--- Action item ---
Starting with the line that contains "the first place" and stopping after the line that contains "Issue #165, opened 2019-04-25", copy the entries below exactly. Include nothing else.

□ □ □ □ □ □ □

PR #490, opened 2025-07-24
feat: Add python crawlee playwright with camoufox template

Pijukatel:
### Description

- Add crawlee + playwright + camoufox template

### Issues

- Closes: #482

### DIFF
--- a/templates/python-crawlee-playwright-camoufox/requirements.txt
+++ b/templates/python-crawlee-playwright-camoufox/requirements.txt
@@ -1,0 +1,6 @@
+# Feel free to add your Python dependencies below. For formatting guidelines, see:
+# https://pip.pypa.io/en/latest/reference/requirements-file-format/
+
+apify < 3.0
+crawlee[playwright]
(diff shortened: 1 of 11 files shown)


templates/python-crawlee-playwright-camoufox/requirements.txt
```diff
@@ -0,0 +1,6 @@
+# Feel free to add your Python dependencies below. For formatting guidelines, see:
+# https://pip.pypa.io/en/latest/reference/requirements-file-format/
+
+apify < 3.0
+crawlee[playwright]
+camoufox[geoip]~=0.4.5
```
vdusek, line 6: Maybe?

```suggestion
camoufox[geoip] < 1.0
```

Pijukatel: Isn't that too risky regarding the 0.x.x initial development versions of Camoufox? Until at least v1 is out, I think it would be safer to allow a smaller set of releases.

Issue #486, opened 2025-07-23
Add OAuth support to MCP templates


MQ37:
Add these router to support OAuth, optinally the favicon.

```
    app.get('/favicon.ico', (_req: Request, res: Response) => {
        res.writeHead(301, { Location: APIFY_FAVICON_URL });
        res.end();
    });

    app.get('/.well-known/oauth-authorization-server', async (_req: Request, res: Response) => {
        // Some MCP clients do not follow redirects, so we need to fetch the data and return it directly.
        const response = await fetch(`${APIFY_API_BASE_URL}/.well-known/oauth-authorization-server`);
        const data = await response.json();
        res.status(200).json(data);
    });
```

PR #494, opened 2025-07-28
feat: enable oauth for mcp templates

MQ37:
closes https://github.com/apify/actor-templates/issues/486

This PR adds endpoints to the MCP server templates to allow user to log in using oauth.


jirispilka (approved):
Thanks!

Issue #487, opened 2025-07-23
Add ability to Actorize streamable MCP server in python-mcp-template


jirispilka:

jirispilka:
> simplest, but not efficent, solution would be to install `npx` and use `mcp-remote`like the TS template does

Good idea.

There will be some overhead in installing npx and mcp-remote, but it would be great to keep both templates as similar as possible. In my opinion, the Python template is more complicated than it needs to be.

jirispilka:
Yes, this was closed in: https://github.com/apify/actor-templates/pull/501

PR #498, opened 2025-07-31
feat(python-mcp-server): remote (streamable) mcp through mcp-remote

MQ37:
Install node runtime with npx and `mcp-remote` package that is used to wrap remote MCP servers as local stdio.

this sadly bumped the image size from ~300 MB to ~600 MB.

closes https://github.com/apify/actor-templates/issues/487


jirispilka:
@MQ37 I believe this could be done in `server.py` using 

from mcp.client.streamable_http import streamablehttp_client
```
        elif self.server_type == ServerType.HTTP:
            params = self.config.model_dump(exclude_unset=True)
            await self._initialize_and_run_server(streamablehttp_client, **params)
```

But I haven't tested that, should I look into that?

jirispilka:
I'm closing this PR in favor of this one: https://github.com/apify/actor-templates/pull/501

PR #507, opened 2025-08-12
feat(python-crewai): update and use crewai integration

MQ37:
Use Apify CrewAI integration instead of creating the tools from scratch.


templates/python-crewai/Dockerfile
```diff
@@ -1,7 +1,11 @@
 # First, specify the base Docker image.
 # You can see the Docker images from Apify at https://hub.docker.com/r/apify/.
 # You can also use any other image from Docker Hub.
-FROM apify/actor-python:3.13
+# We are using Python 3.12 because 3.13 required compilation of the packages for the CrewAI setup.
```
B4nan: @MQ37 would be great if you could resolve this and bump it, dependency updates are blocked by this currently. also can you please check #617 and merge it if it works fine? CI is green, but i'd rather hear it from a human that its ok :]

B4nan: i mean both, the python version is what breaks in the renovate PR, and we also have #617 which bumps crawai itself to v1 

i can imagine it will just work with 3.14, but that's a separate story, lets first unblock update to 3.13, and renovate will let us know if 3.14 works or not

MQ37: the https://github.com/apify/actor-templates/pull/617 works fine with the python 3.12 - at least on the Apify platform it runs

MQ37: there is some issue with CrewAI where it prompts "Would you like to view your execution traces? [y/N]" and prevents the Actor from exiting :facepalm:

PR #514, opened 2025-09-03
fix: Python MCP server stdio, charging, naming

jirispilka:
First, I only wanted to fix stdio, but while I was at it, I also adjusted charging and naming.


jirispilka:
FYI @ivanvia7

PR #525, opened 2025-09-09
chore: Update Python packages constraints

vdusek:


templates/python-crewai/requirements.txt
```diff
@@ -1,4 +1,7 @@
-apify<3.0.0
-apify_client<2.0.0
-langchain-apify<1.0.0
-crewai[tools]<1.0.0
+# Feel free to add your Python dependencies below. For formatting guidelines, see:
+# https://pip.pypa.io/en/latest/reference/requirements-file-format/
+
+apify < 3.0.0
+apify-client
```
B4nan, line 5: this one should be without a version constraint?

vdusek: Yes, because the version of `apify-client` is already managed by the SDK, there's no need to maintain compatibility here as well; that is SDK's responsibility.

PR #532, opened 2025-09-18
feat: Add html comments to the readme

khali1:
In order to detect the readme wasn't changed by the user, we added a comment which should be always present. In the future we will be scanning for such comment in order to determine originality of the readme.

Also added test to ensure new templates will have readmes as well


vdusek (changes requested):
Tests are failing :)

jirispilka (approved):
Looks good (regarding the changes in the MCP template. Thanks!)

Jkuzz (approved):
lgtm

PR #538, opened 2025-09-25
fix: Remove double charing in ts-mcp template

jirispilka:
FYI: @MQ37


jirispilka:
> I am wondering if there was a reason for these charging calls at the first place
We should update the template to remove it 


>  or if it is a product of vibe-coding 🤔
@MQ37 can tell :)

jirispilka:
`ts-crawlee-playwright-camoufox` is failing, the test is flaky, merging anyway 🤞🏻

PR #572, opened 2025-10-24
feat: Add output schema for all templates

patrikbraborec:


B4nan (approved):
needs reformatting, i guess because of the double blank line in many places. approving anyway, as long as the CI will be green

valekjo (approved):
Looks good. Didn't go through all of the files though, seems the changes are very similar everywhere.

Issue #165, opened 2019-04-25
If netbox is not reachable you just get JSONDecodeError


axlroden:
Python 3.7.2
netbox 2.5.10
pynetbox - latest

I have netbox running on port 8000
```
nb = pynetbox.api('http://127.0.0.1/', token='0123456789abcdef0123456789abcdef01234567')
nb.dcim.sites.all()
```
So this created traceback error, as the url is wrong..
Maybe have a more meaningful error message?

□ □ □ □ □ □ □

--- Answer below ---
> I am wondering if there was a reason for these charging calls at the first place
We should update the template to remove it 


>  or if it is a product of vibe-coding 🤔
@MQ37 can tell :)

jirispilka:
`ts-crawlee-playwright-camoufox` is failing, the test is flaky, merging anyway 🤞🏻

PR #572, opened 2025-10-24
feat: Add output schema for all templates

patrikbraborec:


B4nan (approved):
needs reformatting, i guess because of the double blank line in many places. approving anyway, as long as the CI will be green

valekjo (approved):
Looks good. Didn't go through all of the files though, seems the changes are very similar everywhere.

Issue #165, opened 2019-04-25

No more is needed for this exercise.